Researchers from MIT have devised a method called StreamingLLM which enables chatbots to maintain long, uninterrupted dialogues without crashing or performance dips. It involves a modification to the key-value cache at the core of many large language models which serves as a conversation memory, ensuring the initial data points remain present. The method facilitates a chatbot to remain functional even when a conversation exceeds 4 million words and its performance is over 22 times faster than other methods. The application potential includes tasks like copywriting, editing, or generating code.

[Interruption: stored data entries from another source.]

PR #1852, opened 2025-06-05
pyproject.toml

ksivaman:
# Description

Move to a `pyproject.toml` setup for build ([pep517](https://peps.python.org/pep-0517/)).

## Type of change

- [x] Infra/Build change
- [ ] Code refactoring

## Changes

- Use `pypyproject.toml` setup for wheel and source builds.
- Remove `nvidia-*` libs as dependencies. These are currently not being used and will be added to build dependencies in a future PR supporting full e2e compilation and usage without CUDA toolkit.

# Checklist:

### DIFF
--- a/pyproject.toml
+++ b/pyproject.toml
@@ -3,7 +3,7 @@
 # See LICENSE for license information.
 
 [build-system]
-requires = ["setuptools>=61.0", "cmake>=3.21", "wheel", "pybind11[global]", "ninja", "pip"]
+requires = ["setuptools>=61.0", "cmake>=3.21", "wheel", "pybind11[global]", "ninja", "pip", "torch>=2.1", "jax[cuda12]", "flax>=0.7.1"]
 
 # Use legacy backend to import local packages in setup.py
 build-backend = "setuptools.build_meta:__legacy__"
--- a/pyproject.toml
+++ b/pyproject.toml
@@ -1,0 +1,10 @@
+# Copyright (c) 2022-2025, NVIDIA CORPORATION & AFFILIATES. All rights reserved.
+#
+# See LICENSE for license information.
+
+[build-system]
+requires = ["setuptools>=61.0", "cmake>=3.21", "wheel", "pybind11[global]", "ninja", "pip"]
+
+# Use legacy backend to import local packages in setup.py
+build-backend = "setuptools.build_meta:__legacy__"
+
--- a/setup.py
+++ b/setup.py
@@ -20,7 +20,6 @@ from build_tools.utils import (
     found_ninja,
     found_pybind11,
     get_frameworks,
-    install_and_import,
     remove_dups,
     cuda_toolkit_include_path,
 )
@@ -36,7 +35,6 @@ os.environ["NVTE_PROJECT_BUILDING"] = "1"
 if "pytorch" in frameworks:
     from torch.utils.cpp_extension import BuildExtension
 elif "jax" in frameworks:
-    install_and_import("pybind11[global]")
     from pybind11.setup_helpers import build_ext as BuildExtension
 
 
--- a/setup.py
+++ b/setup.py
@@ -80,26 +80,13 @@ def setup_common_extension() -> CMakeExtension:
     )
 
 
-def setup_requirements() -> Tuple[List[str], List[str], List[str]]:
+def setup_requirements() -> Tuple[List[str], List[str]]:
     """Setup Python dependencies
 
     Returns dependencies for build, runtime, and testing.
     """
 
     # Common requirements
-    setup_reqs: List[str] = []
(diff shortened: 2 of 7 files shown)


pyproject.toml
```diff
@@ -0,0 +1,10 @@
+# Copyright (c) 2022-2025, NVIDIA CORPORATION & AFFILIATES. All rights reserved.
+#
+# See LICENSE for license information.
+
+[build-system]
+requires = ["setuptools>=61.0", "cmake>=3.21", "wheel", "pybind11[global]", "ninja", "pip", "torch>=2.1", "jax[cuda12]", "flax>=0.7.1"]
```
timmoon10, line 6: Does this mean PyTorch is a dependency for JAX-only builds, and vice versa? That doesn't seem right.

One problem with the pyproject.toml approach is that build-time dependencies are static, but we would really like to have dynamic dependencies. Should we migrate away from supporting a monolithic TE package and commit to using framework-specific subpackages? The TE core package only has runtime dependencies on the framework subpackages, and runtime dependencies can be dynamic.

setup.py
```diff
@@ -82,45 +76,23 @@ def setup_common_extension() -> CMakeExtension:
     )
 
 
-def setup_requirements() -> Tuple[List[str], List[str], List[str]]:
+def setup_requirements() -> Tuple[List[str], List[str]]:
     """Setup Python dependencies
 
     Returns dependencies for build, runtime, and testing.
```
timmoon10:
```suggestion
    Returns dependencies for runtime and testing.
```

.github/workflows/build.yml
```diff
@@ -19,7 +19,7 @@ jobs:
         run: |
           apt-get update
           apt-get install -y git python3.9 pip ninja-build cudnn9-cuda-12
-          pip install cmake==3.21.0
+          pip install cmake==3.21.0 pybind11[global]
```
timmoon10: Now that Ninja is a Python dependency, we should install with Pip instead of apt.
```suggestion
          apt-get install -y git python3.9 pip cudnn9-cuda-12
          pip install cmake==3.21.0 ninja-build pybind11[global]
```
We may also want to consider using the cuDNN Python package as well.

pyproject.toml
ksivaman: A couple of important points to note:

1. These static build dependencies are only relevant when using build isolation, which is to be viewed purely as an extra feature on top of the current recommendation of using `--no-build-isolation`.
2. This is also only the case for source installations. As installations from PyPI circumvents this by having a wheel for the core build and specific dependencies from the framework packages.

Feature 1 will help users who want to be able to do a simple build without installing any dependencies beforehand and in that case they will get both frameworks. The **_main_** issue that I see with having the framework packages completely separate even for a source install is that we won't be able to support the workflow of doing a simple `pip install` from the top level directory.

.github/workflows/build.yml
ksivaman: cuDNN python package support will be a part of a separate effort to remove dependency on toolkit.

pyproject.toml
timmoon10: I think requiring `--no-build-isolation` is fine for now (I wonder if there's a way to error out if it's not set), but doesn't this mean you also need `--no-deps` for the source build? Or else you might install PyTorch/JAX unnecessarily. Maybe better to assume that the user has PyTorch/JAX in their environment.

ksivaman: > doesn't this mean you also need --no-deps for the source build?

No, because of the distinction between build vs runtime dependencies. `--no-build-isolation` is strictly for build time dependencies, whereas `--no-deps` is for runtime dependencies. With `--no-build-isolation` (the current recommended install method), the user must preinstall all needed build deps for the necessary framework extension they want to compile (include the fw itself). Few cases:

1. If they only have `torch` installed then the Jax extensions won't be built and the install deps for TE/Jax will not be installed, and vice-versa.
2. If the user has both frameworks but doesn't set `NVTE_FRAMEWORK` then everything will be built and all runtime deps will be installed.
3. If the user has both frameworks and sets `NVTE_FRAMEWORK` then only that framework's extension will be built and thus only it's runtime deps will be installed.

> I wonder if there's a way to error out if it's not set

I think this is not needed because:

1. We updated all installation instructions and docs in `v2.3` to ensure that `--no-build-isolation` is the default everywhere.
2. This PR does add support for build isolation, purely as an new feature or fallback. Worst case the user env has a few extra libs/dependencies installed that they might not need, but this is a good trade-off for the basic user that doesn't want to manage deps and worry about the env. This will be powerful especially once we remove the toolkit restriction because then we will not longer have any system package dependency and user can simply `pip install .`.

timmoon10 (approved):
LGTM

Large language models translate data into tokens, employing an attention mechanism which uses these tokens to produce new text. An ‘attention map’ then defines how each token relates to each other, leading to human-like text. Problems arise when a representation called KV Cache that stores recent tokens exceeds capacity, resulting in older tokens being bumped out leading to crashing or diminished performance. The StreamingLLM solution sidesteps this issue by retaining the first token – referred to as the ‘attention sink’ – in the sliding cache, showing a continuity in performance even when the cache size is exceeded.
The researchers also examined the use of attention sinks during model training. They found that training with attention sinks permitted a model to maintain performance with just one attention sink in its cache. Even so, despite the apparent benefits of the StreamingLLM method, it is unable to remember words not stored in the cache. As such, future work will concentrate on solving this problem. Meanwhile, the StreamingLLM method has been integrated into NVIDIA’s large language model optimization library, TensorRT-LLM.